PR #190, opened 2021-02-17
Jbelaston/automatic vcvars64 detection

jbelaston-gpsw:
Automatic detection and use of vcvars64.bat in the makefile.
This detection is done using Microsoft vswhere.exe utility (more info in the commit descriptions).

Note that I used a powershell script and not a batch (cmd) one since it is really friendly to use and especially is now the modern Windows approach. Would be good to progressively move all our current batches to powershell...

### DIFF
--- a/Makefile
+++ b/Makefile
@@ -53,7 +53,7 @@ $(info PREFIX_FULLPATH: $(PREFIX_FULLPATH))
 ifeq ($(TARGET_OS),Windows)
 # Initialize VCVARS64 and VCPKG_DIR to a default value
 # Note: the user should override this environment variable if needed
-VCVARS64 ?= "C:\Program Files (x86)\Microsoft Visual Studio\2019\Community\VC\Auxiliary\Build\vcvars64.bat"
+VCVARS64 ?= "$(shell powershell.exe .\\scripts\\find_vcvars64.ps1)"
 VCPKG_DIR ?= C:\\vcpkg
 PKG_CONF_DIR = external\\pkgconf\\build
────────────────────────────────────────
### WHAT THIS TASK INVOLVES:
Copy out only the lines running from the beginning of the data to the line with "ifeq ($(TARGET_OS),Windows)", both ends included.

### WRITTEN REPLY:
PR #190, opened 2021-02-17
Jbelaston/automatic vcvars64 detection

jbelaston-gpsw:
Automatic detection and use of vcvars64.bat in the makefile.
This detection is done using Microsoft vswhere.exe utility (more info in the commit descriptions).

Note that I used a powershell script and not a batch (cmd) one since it is really friendly to use and especially is now the modern Windows approach. Would be good to progressively move all our current batches to powershell...

### DIFF
--- a/Makefile
+++ b/Makefile
@@ -53,7 +53,7 @@ $(info PREFIX_FULLPATH: $(PREFIX_FULLPATH))
 ifeq ($(TARGET_OS),Windows)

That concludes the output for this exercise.